* [WHAT IS NEEDED]: What follows is a set of records; give them all back exactly.

* [EXTRACTED INFORMATION]:
PR #48, opened 2023-10-08
DAG-disj: Fixed conjunction to disjunction in "addRestrictions"

BritikovKI:
### Description:
The conjunction of constraints(which was used previously), restricted the paths which should not've been restricted, leading to the spurious SAFE results.

### Solution:
- Conjunction was replaced with disjunction, therefore as long as at least one branch is reachable from the end of TS, we still should consider the node as a potential candidate.
- Two tests are added to validate this specific property.


blishko:
I guess it looks good :)

Can you just specify in the PR description what was the problem and what the fix means?

PR #50, opened 2023-11-13
Options: added an option to turn off the TS DAG solving

BritikovKI:
Added an option that allows to turn off the DAG of TS algorithm for the solving.


blishko (approved):
LGTM!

* [EXPECTED ANSWER]:
PR #48, opened 2023-10-08
DAG-disj: Fixed conjunction to disjunction in "addRestrictions"

BritikovKI:
### Description:
The conjunction of constraints(which was used previously), restricted the paths which should not've been restricted, leading to the spurious SAFE results.

### Solution:
- Conjunction was replaced with disjunction, therefore as long as at least one branch is reachable from the end of TS, we still should consider the node as a potential candidate.
- Two tests are added to validate this specific property.


blishko:
I guess it looks good :)

Can you just specify in the PR description what was the problem and what the fix means?

PR #50, opened 2023-11-13
Options: added an option to turn off the TS DAG solving

BritikovKI:
Added an option that allows to turn off the DAG of TS algorithm for the solving.


blishko (approved):
LGTM!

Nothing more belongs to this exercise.